Most other accident benefits become optional. Income replacement, caregiver benefits, housekeeping and home maintenance, non-earner benefits, and funeral/death benefits will all be available as add-ons rather than standard coverage.

Policies renew with existing coverage by default. If you already have these benefits, they will carry forward unless you actively remove them. But new policies written after July 1, 2026 will require consumers to make deliberate choices about what to include.

The idea behind the reform is that consumers who already have coverage through their employer, such as disability insurance or group benefits, should not have to pay for duplicate protection through their auto policy. The risk, as consumer advocates have warned, is that people without workplace benefits may opt out of critical coverage to save a few dollars per month and end up dangerously exposed.

This is precisely where an independent broker earns their keep. A good broker will review your full situation: your auto policy, your workplace benefits, your life insurance, and your living benefits coverage. They will help you understand which optional accident benefits you genuinely need and which ones are redundant. They will make sure you do not trade meaningful protection for marginal savings.

A direct writer's website cannot do that. A captive agent representing one company cannot do that across your full coverage picture. An independent broker can.

What to Look for in an Independent Broker

Not every brokerage that calls itself independent truly operates that way. Here is a practical checklist:

  1. Verify RIBO licensing. Search for the brokerage on ribo.com. Every legitimate Ontario broker is in the directory.
  2. Ask about ownership. Is the brokerage privately owned and operated? Or is it a subsidiary of an insurer or consolidator? Since October 2024, they are legally required to tell you.
  3. Count the carriers. An independent broker should represent multiple insurance companies. At Roughley, we work with carriers like Aviva, Intact, Wawanesa, Gore Mutual, Commonwell, Echelon, and others to compare your options.
  4. Test the relationship. Can you call and speak to a knowledgeable person who knows your file? Or do you get routed to a call centre? Family-owned brokerages tend to invest in experienced, long-tenured staff rather than high-turnover call centres.
  5. Ask about claims support. Will they advocate for you during the claims process, or does their involvement end when the policy is sold?

The Bottom Line

The brokerage consolidation wave is not slowing down. With 82 M&A transactions across Canada in 2024 and the top 10 groups controlling a growing share of the market, independent brokerages are becoming rarer. That scarcity makes the ones that remain more valuable, not less.

At Roughley Insurance, we have been family-owned and independently operated since 1945. We are not a subsidiary of any insurer or backed by private equity.
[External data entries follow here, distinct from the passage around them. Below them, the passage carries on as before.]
PR #2317, opened 2026-07-16
fix(providers): allow git clone/fetch via default GitHub provider

### LINKED ISSUE #1769: bug: gh repo clone fails with default github provider — POST git-upload-pack denied
## Agent Diagnostic

Loaded skill: `openshell-cli`. Investigated the default GitHub provider profile at `providers/github.yaml` and the access preset expansion in `crates/openshell-sandbox/src/l7/mod.rs`.

**Finding:** The `github.com:443` endpoint in the default GitHub provider uses `access: read-only`, which expands to allow only `GET`, `HEAD`, `OPTIONS`. Git's smart HTTP protocol requires `POST` to `*/git-upload-pack` for clone and fetch operations. This POST is denied by the L7 proxy, causing `gh repo clone` and `git clone https://...` to fail.

**Root cause confirmed** by reading `expand_access_presets()` at `l7/mod.rs:1066-1142` — `read-only` for REST protocol generates rules for GET/HEAD/OPTIONS only.

## Description

**Actual behavior:** `gh repo clone <repo>` inside a sandbox with the default GitHub provider fails. The sandbox logs show a deny for `POST github.com:443/.../git-upload-pack`.

**Expected behavior:** Clone and fetch should succeed with the default GitHub provider since these are read-only Git operations.

## Reproduction Steps

1. `openshell sandbox create -- claude` (or any agent with a GitHub provider)
2. Inside the sandbox: `gh repo clone NVIDIA/OpenShell`
3. Observe the clone fails
4. `openshell logs <sandbox> --tail --source sandbox` shows `POST` denied on `github.com:443`

## Environment

- Any compute driver (Docker, K8s, VM)
- Default GitHub provider profile (`providers/github.yaml`)

## Fix

Replace the `access: read-only` preset on the `github.com` endpoint with explicit L7 rules that add `POST **/git-upload-pack` alongside the standard read-only methods. This allows clone/fetch while keeping push (`git-receive-pack`) blocked.

russellb:
## Summary

The default GitHub provider blocked `gh repo clone` / `git clone https://…` inside sandboxes. This makes clone/fetch work while keeping push blocked by default.

## Related Issue

Closes #1769

## Changes

- `providers/github.yaml`: replace the `access: read-only` preset on the `github.com:443` git-transport endpoint with explicit rules — `GET`/`HEAD`/`OPTIONS **` plus `POST /**/git-upload-pack`. The read-only preset only expands to `GET`/`HEAD`/`OPTIONS`, but git smart HTTP needs `POST` to `*/git-upload-pack` for clone/fetch.
- Push (`git-receive-pack`) stays denied; enabling it still requires an explicit policy proposal. The two `api.github.com` REST/GraphQL endpoints remain `read-only`.
- Tests: add a provider-profile regression test (`openshell-providers`) and a rego enforcement test (`openshell-supervisor-network`) covering ref discovery, `git-upload-pack` (allowed), and `git-receive-pack` (denied); update the two existing tests that asserted "all github endpoints read-only".

### Why allowing this POST is still read-only

In git's smart HTTP protocol, `POST` is an RPC transport, not a write. A clone/fetch is `GET */info/refs` (ref discovery) followed by `POST */git-upload-pack`, whose body is only the client's want/have negotiation; the server replies with a packfile and nothing on the server is modified (data flows server → client). The service names are from the server's perspective: `git-upload-pack` = the server *uploads* a pack to the client (a read/download), while `git-receive-pack` = the server *receives* a pack from the client (the actual write/push). The new rule is scoped to `*/git-upload-pack` only, so push and arbitrary POSTs to `github.com` remain denied.

## Testing

- [x] `openshell-providers`, `openshell-supervisor-network`, and `openshell-server` targeted tests pass (new + updated regression tests green)
- [ ] E2E tests added/updated (verified at the L7 policy-enforcement layer via a rego test rather than full sandbox e2e)

## Checklist

### DIFF
--- a/e2e/python/test_sandbox_providers.py
+++ b/e2e/python/test_sandbox_providers.py
@@ -99,6 +99,34 @@ def _delete_provider(stub: object, name: str) -> None:
             raise
 
 
+@contextmanager
+def _providers_v2_enabled(stub: object) -> Iterator[None]:
+    """Enable the gateway-global ``providers_v2_enabled`` opt-in for the block.
+
+    Composing a provider's network policy onto a sandbox is gated behind this
+    setting, which defaults off. The built-in github profile's git-transport
+    rules only reach the sandbox with it enabled. ``global`` is a Python keyword,
+    so it is passed positionally through a dict expansion.
+    """
+    stub.UpdateConfig(
+        openshell_pb2.UpdateConfigRequest(
+            setting_key="providers_v2_enabled",
+            setting_value=sandbox_pb2.SettingValue(bool_value=True),
+            **{"global": True},
+        )
+    )
+    try:
+        yield
+    finally:
+        stub.UpdateConfig(
+            openshell_pb2.UpdateConfigRequest(
+                setting_key="providers_v2_enabled",
+                delete_setting=True,
+                **{"global": True},
+            )
+        )
+
+
 # ===========================================================================
 # Tests: placeholder visibility
 # ===========================================================================
@@ -484,3 +512,66 @@ def test_update_provider_rejects_type_change(
         assert "type cannot be changed" in exc_info.value.details()
     finally:
         _delete_provider(stub, name)
+
+
+# ===========================================================================
+# Tests: git transport network policy
+# ===========================================================================
+
+
+def test_github_provider_allows_https_git_clone(
+    sandbox: Callable[..., Sandbox],
+    sandbox_client: SandboxClient,
+) -> None:
+    """Built-in github provider permits anonymous HTTPS clone/fetch (#1769).
+
+    Git smart HTTP clone/fetch issues a POST to ``*/git-upload-pack``. The
+    read-only preset (GET/HEAD/OPTIONS) denied that POST, so ``git clone`` over
+    HTTPS failed. Attaching the github provider composes its network policy onto
+    the sandbox, exercising provider attachment, effective-policy composition,
+    TLS interception, and real git behavior end to end. git delegates HTTPS to a
+    ``git-remote-https`` helper whose ancestor is ``/usr/bin/git``, so the
+    profile's git binary covers it via ancestor matching.
+    """
+    with _providers_v2_enabled(sandbox_client._stub), provider(
+        sandbox_client._stub,
+        name="e2e-test-github-clone",
+        provider_type="github",
+        # A required credential value is needed to create the provider, but an
+        # anonymous clone of a public repo never uses it: git only sends the
+        # token when a credential helper is configured.
+        credentials={"GITHUB_TOKEN": "e2e-placeholder-unused"},
+    ) as provider_name:
+        # git opens /dev/null O_RDWR, so it must be read-write; the shared
+        # _default_policy only grants /dev/urandom. Everything else (binaries,
+        # CA bundle, clone target) is covered by the standard allowlist.
+        policy = _default_policy()
+        policy.filesystem.read_write.append("/dev/null")
+        spec = datamodel_pb2.SandboxSpec(
+            policy=policy,
+            providers=[provider_name],
+        )
+
+        with sandbox(spec=spec, delete_on_exit=True) as sb:
+            clone = sb.exec(
+                [
+                    "git",
+                    "clone",
+                    "--depth",
+                    "1",
+                    "https://github.com/octocat/Hello-World.git",
+                    "/tmp/hello-world",
+                ],
+                timeout_seconds=120,
+            )
+            assert clone.exit_code == 0, (
+                "git clone over HTTPS should succeed with the github provider "
+                f"attached; stdout={clone.stdout!r} stderr={clone.stderr!r}"
+            )
+
+            # A completed clone materializes .git/HEAD, proving ref discovery
+            # (GET) and upload-pack (POST) both succeeded, not just a handshake.
+            head = sb.exec(["cat", "/tmp/hello-world/.git/HEAD"])
+            assert head.exit_code == 0, (
+                f"cloned repo is missing .git/HEAD; stderr={head.stderr!r}"
+            )
--- a/e2e/python/test_sandbox_providers.py
+++ b/e2e/python/test_sandbox_providers.py
@@ -11,6 +11,7 @@ persisted sandbox spec environment map.
 
 from __future__ import annotations
 
+import fcntl
 import time
 from contextlib import contextmanager
 from typing import TYPE_CHECKING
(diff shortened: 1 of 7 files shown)


johntmyers:
Thanks @russellb lgtm at first glance. Having Gator do its thing anyway.

johntmyers:
> **gator-agent**

## PR Review Status

Validation: This PR directly implements confirmed bug #1769 with a concentrated Provider V2/L7 policy change. The proposed `git-upload-pack` exception preserves the intended read-only Git boundary; I found no current authorization bypass or privilege escalation.

Head SHA: `756183525eeab149594af0919db0eab2a4a5e1cf`

Thanks @johntmyers. I checked the implementation beyond your first-glance LGTM, including canonical path handling, OPA matching, provider-policy composition, and the existing Fern guidance. Three author changes remain:

- Strengthen the built-in-profile regression in `crates/openshell-providers/src/profiles.rs` so it asserts the exact allowed rule set (GET/HEAD/OPTIONS `**` and POST `/**/git-upload-pack`) and fails if a broad or additional POST rule could enable push. The current substring checks would still pass alongside `POST **`. Ideally, evaluate the actual composed built-in endpoint through OPA instead of relying only on the hand-copied fixture in `crates/openshell-supervisor-network/src/opa.rs`.
- Add the real clone/fetch E2E requested in the trusted triage on #1769. The current unit test does not exercise provider attachment, effective-policy composition, TLS interception, redirects, or real Git behavior.
- Update the existing Fern provider documentation (for example, `docs/sandboxes/providers-v2.mdx`) to say that the built-in GitHub profile permits HTTPS clone/fetch through `git-upload-pack` while API mutations and `git-receive-pack` remain denied. No navigation change appears necessary.

Docs: Missing for this direct user-visible default-provider behavior change.

Next state: `gator:in-review`. Please push an updated commit addressing these items. On the new head, gator will re-review and make the required `test:e2e`/copy-PR authorization decision.

russellb:
Pushed afb0205f addressing the three items.

**1. Exact rule-set regression.** `github_git_transport_allows_clone_but_not_push` (providers) now pins the whole allowed set — `GET/HEAD/OPTIONS **` + `POST /**/git-upload-pack` — via a sorted `assert_eq!`, plus asserts no `access` preset and no deny rules. A `POST **` (or any extra POST) now fails instead of slipping past the substring check. Applied the same exact-set assertion to the composed-layer test `provider_policy_layers_include_known_provider_profiles` (server), since the "broad/extra POST could enable push" concern applies as much to the effective policy. I did not add the in-crate "evaluate through OPA" variant: `openshell-providers` doesn't depend on the OPA engine crate and the profile→effective-policy composition lives in the server, so there's no natural home for it below the e2e — which now covers that path for real (see #2).

**2. Real clone/fetch e2e.** Added `test_github_provider_allows_https_git_clone` (`e2e/python/test_sandbox_providers.py`): enables `providers_v2`, attaches the built-in `github` provider, and `git clone`s a public repo over HTTPS, asserting success + `.git/HEAD`. Exercises provider attachment, effective-policy composition, TLS interception, and real git (the `git-remote-https` helper is covered via `/usr/bin/git` ancestor matching). Verified green against an ephemeral Podman-backed gateway. Scoped to clone-success; push-denied stays covered by the rego test.

**3. Docs.** Updated `docs/sandboxes/providers-v2.mdx` — both `github.com` YAML examples now show the explicit clone/fetch rules instead of the stale `read-only` preset, with prose stating clone/fetch via `git-upload-pack` is permitted while API mutations and `git-receive-pack` remain denied.

e2e/python/test_sandbox_providers.py
```diff
@@ -99,6 +99,34 @@ def _delete_provider(stub: object, name: str) -> None:
...
+            **{"global": True},
+        )
+    )
+    try:
+        yield
+    finally:
+        stub.UpdateConfig(
+            openshell_pb2.UpdateConfigRequest(
+                setting_key="providers_v2_enabled",
+                delete_setting=True,
```
johntmyers: > **gator-agent**

**Warning:** This unconditionally deletes the gateway-global `providers_v2_enabled` setting. When E2E targets an existing or shared gateway where the setting was explicitly true or false, this leaves the gateway altered and can affect concurrent or subsequent tests. Read the prior state with `GetGatewayConfig`, restore its exact value or absence in `finally`, and ensure this gateway-global mutation cannot race parallel E2E workers (for example, with a serialized suite fixture or a dedicated gateway).

johntmyers (commented):
> **gator-agent**

## PR Review Status

Validation: This PR remains project-valid because it directly fixes confirmed Provider V2/L7 bug #1769 while keeping Git push denied by default.

Head SHA: `afb0205f6978abca804e2951b18fba065ee9d21a`

Thanks @russellb. I verified the three updates you described: the profile and composed-policy tests now pin the exact allow set, the new E2E attaches the built-in GitHub provider and performs a real HTTPS clone, and the existing Fern provider page now explains clone/fetch versus push. Those prior requests are resolved.

Review findings:
- One blocking E2E isolation issue remains in the inline review: the helper deletes a gateway-global setting without preserving its prior state and without guarding concurrent workers.

Docs: Updated in `docs/sandboxes/providers-v2.mdx`; no navigation change is needed because the page is already under the existing `sandboxes` navigation folder.

Next state: `gator:in-review`. Please restore the setting's exact prior value/presence and serialize this gateway-global mutation, then push a new head for re-review.

e2e/python/test_sandbox_providers.py
russellb: Fixed in dc397b89. `_providers_v2_enabled` is now a fixture that:

- Reads prior state via `GetGatewayConfig` and restores the **exact** value or absence in `finally`. `GetGatewayConfig` returns known keys even when unset (empty `SettingValue`), so it treats the setting as present only when the value oneof is actually set; on a gateway where it was unset, teardown deletes it rather than leaving it altered.
- Serializes the gateway-global mutation across xdist workers with an exclusive `fcntl.flock` on the run's shared base temp dir (`getbasetemp().parent`), held for the whole test so the read-modify-restore can't interleave.

Verified green end-to-end (clone + clean teardown) against an ephemeral Podman-backed gateway.

johntmyers (commented):
> **gator-agent**

## PR Review Status

Validation: This PR remains project-valid because it fixes confirmed Provider V2/L7 bug #1769 with a narrow smart-HTTP upload-pack rule while keeping push and arbitrary POSTs denied.

Head SHA: `dc397b892cd00b890aec3a4f9aa7cb3dc257a7bf`

Thanks @russellb. I checked the isolation update you described. Reading `GetGatewayConfig` and restoring the exact prior value or absence resolves the state-restoration half of the prior finding. The remaining concurrency issue is in the inline review: the advisory lock is acquired only by this fixture, while other xdist workers use the same gateway without acquiring it and can observe the temporary global setting.

Review findings:
- One blocking E2E isolation finding remains in the batched inline review.

Security: The exact provider/composed-policy assertions and OPA coverage preserve default deny: `git-upload-pack` is allowed, while `git-receive-pack` and unrelated POSTs remain denied. Credential handling is unchanged.

Docs: Updated in `docs/sandboxes/providers-v2.mdx`; no navigation change is needed because the existing folder navigation already includes this page.

Next state: `gator:in-review`. Please use a suite-wide shared/exclusive gateway-config guard or run this test against an isolated gateway/serial phase, then push a new head for re-review.

e2e/python/test_sandbox_providers.py
```diff
@@ -99,6 +100,74 @@ def _delete_provider(stub: object, name: str) -> None:
...
+    - The exact prior value (or absence) is captured via ``GetGatewayConfig`` and
+      restored in ``finally``, leaving the gateway as it was found.
+
+    ``global`` is a Python keyword, so it is passed through a dict expansion.
+    """
+    stub = sandbox_client._stub
+    key = "providers_v2_enabled"
+    lock_path = tmp_path_factory.getbasetemp().parent / "providers-v2-setting.lock"
+    with lock_path.open("w") as lock_file:
+        fcntl.flock(lock_file, fcntl.LOCK_EX)
```
johntmyers: > **gator-agent**

**Warning (CWE-362):** This lock only coordinates tests that acquire the same lock, but no other xdist tests do. Every worker connects to the same gateway, so another worker can create a provider-attached sandbox while `providers_v2_enabled` is transiently true and receive a different effective policy; a concurrent external change can also be overwritten during restoration. Please use a suite-wide autouse shared/exclusive gateway-config guard, or run this test against an isolated gateway/serial phase. The exact prior-value restoration here is otherwise correct.

russellb: Fixed in b1d100be. Replaced the per-fixture lock with a suite-wide readers-writer guard so the exclusivity actually covers other workers:

- New autouse `_gateway_config_guard` in `e2e/python/conftest.py`: every test takes a **shared** `flock` on a gateway-config lock file in the run's shared base temp dir; a test marked `exclusive_gateway_config` takes an **exclusive** lock instead.
- The clone test is marked `exclusive_gateway_config`, so while it enables and restores `providers_v2_enabled` no other xdist worker is mid-test — none can create a sandbox and observe the transient global. `providers_v2_enabled` depends on the guard so the exclusive lock is held before the mutation.
- Exact prior-value/absence restoration via `GetGatewayConfig` is retained.

Deadlock isn't possible by construction (one lock per test, always released at test end, no nesting). Verified green against an ephemeral Podman gateway: the exclusive clone test passes, and the shared-lock path runs without guard error on the other provider tests.

johntmyers (commented):
> **gator-agent**

## PR Review Status

Validation: This PR remains project-valid because it fixes confirmed Provider V2/L7 bug #1769 with a narrow smart-HTTP `git-upload-pack` rule while keeping push and unrelated POSTs denied.

Head SHA: `b1d100be1ccfcdbc951f3bf265b1fc22fda41105`

Thanks @russellb. I checked the suite-wide readers-writer guard you described. The autouse fixture covers the Python E2E subtree, local xdist workers share the lock path, the clone test holds the exclusive form before changing gateway config, and teardown restores the exact prior value or absence before releasing it. The prior concurrency finding is resolved.

Review findings:

Security: The exact profile/composed-policy assertions and OPA coverage preserve default deny: `git-upload-pack` is allowed, while `git-receive-pack` and unrelated POSTs remain denied. Credential handling is unchanged.

Docs: Updated in `docs/sandboxes/providers-v2.mdx`; no navigation change is needed because the page is already included through the existing `sandboxes` folder navigation.

Next state: `gator:watch-pipeline`. The runtime behavior requires `test:e2e`, and the copy-PR mirror must be authorized for this head.

johntmyers (approved):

When we recommend a carrier, it is because their coverage, pricing, and claims service are the best fit for your situation. When you file a claim, we are on your side without reservation.
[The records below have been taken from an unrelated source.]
PR #2318, opened 2026-07-16
feat!(openshell-cli): remove openshell policy prove command and z3 de…

SDAChess:
## Summary

Remove Z3 from the openshell CLI. Proving is handled by the gateway, so bundling the solver in the client duplicates functionality and complicates portable CLI builds and packaging.

## Changes
- Removed openshell policy prove cli option

## Testing

## Checklist

### DIFF
--- a/.github/workflows/docker-build.yml
+++ b/.github/workflows/docker-build.yml
@@ -96,7 +96,7 @@ jobs:
             cli)
               binary_component=cli
               binary_name=openshell
-              features="bundled-z3"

With Ontario's auto insurance reforms landing in July 2026, the choices facing consumers are about to get more complex. Having an independent broker in your corner is not a luxury. It is a practical advantage.

Get a quote from an independent, family-owned broker who puts your interests first.

Frequently Asked Questions

What is the difference between an insurance broker and an insurance agent in Ontario?

An insurance broker works for you, the client. They compare coverage and pricing across multiple carriers and are legally required to act in your best interest under RIBO's Code of Conduct. An insurance agent works for a single insurer and can only offer that company's products. All Ontario brokers must be licensed by RIBO, which holds them to strict standards for professional competence, ethical conduct, and financial accountability.

Does it cost more to use an insurance broker?

No. Insurance brokers in Ontario are paid a commission by the insurance companies they represent, not by the client. The premium you pay for a policy is the same whether you buy directly from an insurer or through a broker. A broker can often find you a lower rate by comparing quotes across multiple carriers and identifying discounts you might not know about.

How do I verify that my broker is properly licensed?

Search for any broker or brokerage on the RIBO Licensee Directory. Every RIBO-licensed brokerage must carry Errors and Omissions insurance (minimum $3 million per claim, $6 million aggregate) and a Fidelity Bond (minimum $100,000), which protect you financially if something goes wrong.

What does an independent broker do during a claim?

An independent broker acts as your advocate throughout the claims process. They help you file the claim correctly, communicate with the insurer on your behalf, track the claim's progress, and challenge settlement offers that seem inadequate. Because they are not employed by the insurer, their loyalty is entirely to you.

Why does broker independence matter if the price is the same?

Independence determines whose interests come first. When an insurer owns the brokerage, there is a structural conflict of interest: the broker may face internal pressure to favour the parent company's products, even if a competitor offers better coverage or pricing. An independent broker has no such conflict and can recommend whichever carrier genuinely fits your situation best. RIBO now requires insurer-owned brokerages to disclose that relationship, but disclosure does not remove the conflict.